Exercise: Every line of the material below that contains the string "timeago" must appear in the answer.

[[ Source material, beginning ]]

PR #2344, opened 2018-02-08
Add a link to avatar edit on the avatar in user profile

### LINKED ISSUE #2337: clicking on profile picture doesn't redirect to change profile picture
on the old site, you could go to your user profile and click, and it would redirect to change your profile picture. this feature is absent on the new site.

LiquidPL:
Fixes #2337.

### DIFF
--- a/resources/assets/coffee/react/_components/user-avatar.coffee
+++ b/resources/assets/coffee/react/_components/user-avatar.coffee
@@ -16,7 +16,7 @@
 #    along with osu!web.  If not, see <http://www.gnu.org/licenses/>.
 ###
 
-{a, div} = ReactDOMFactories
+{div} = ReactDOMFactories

[[ Source material, end ]]
[[ Source material, beginning ]]

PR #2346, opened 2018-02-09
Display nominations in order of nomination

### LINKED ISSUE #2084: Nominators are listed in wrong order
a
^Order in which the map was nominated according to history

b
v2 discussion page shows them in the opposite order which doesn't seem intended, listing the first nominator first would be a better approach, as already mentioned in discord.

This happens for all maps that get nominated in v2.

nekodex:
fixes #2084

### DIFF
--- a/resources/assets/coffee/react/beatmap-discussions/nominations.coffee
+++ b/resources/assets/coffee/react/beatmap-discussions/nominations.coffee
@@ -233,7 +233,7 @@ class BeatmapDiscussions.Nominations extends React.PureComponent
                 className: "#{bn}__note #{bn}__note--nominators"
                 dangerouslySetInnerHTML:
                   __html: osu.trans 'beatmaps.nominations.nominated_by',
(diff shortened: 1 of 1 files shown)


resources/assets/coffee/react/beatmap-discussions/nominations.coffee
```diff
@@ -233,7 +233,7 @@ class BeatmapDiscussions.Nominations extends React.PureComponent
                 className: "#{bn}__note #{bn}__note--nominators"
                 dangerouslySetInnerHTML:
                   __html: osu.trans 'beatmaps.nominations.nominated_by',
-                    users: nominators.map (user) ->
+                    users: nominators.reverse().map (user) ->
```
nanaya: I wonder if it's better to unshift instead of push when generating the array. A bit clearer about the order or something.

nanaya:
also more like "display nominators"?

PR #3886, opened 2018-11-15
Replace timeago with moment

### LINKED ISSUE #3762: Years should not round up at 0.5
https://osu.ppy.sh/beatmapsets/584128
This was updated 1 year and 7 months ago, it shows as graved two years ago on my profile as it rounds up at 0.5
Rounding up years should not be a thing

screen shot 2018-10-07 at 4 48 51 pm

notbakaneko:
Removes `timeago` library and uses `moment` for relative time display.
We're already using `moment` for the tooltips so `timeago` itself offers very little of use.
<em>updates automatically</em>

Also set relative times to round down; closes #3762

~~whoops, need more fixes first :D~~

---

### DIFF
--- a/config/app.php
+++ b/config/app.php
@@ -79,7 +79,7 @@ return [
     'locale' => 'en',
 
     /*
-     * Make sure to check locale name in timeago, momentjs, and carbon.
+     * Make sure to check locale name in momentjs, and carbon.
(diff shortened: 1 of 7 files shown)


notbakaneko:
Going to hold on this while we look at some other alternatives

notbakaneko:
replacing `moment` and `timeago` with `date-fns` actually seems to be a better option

[[ Source material, end ]]

Your response:
Replace timeago with moment
Removes `timeago` library and uses `moment` for relative time display.
We're already using `moment` for the tooltips so `timeago` itself offers very little of use.
-     * Make sure to check locale name in timeago, momentjs, and carbon.
replacing `moment` and `timeago` with `date-fns` actually seems to be a better option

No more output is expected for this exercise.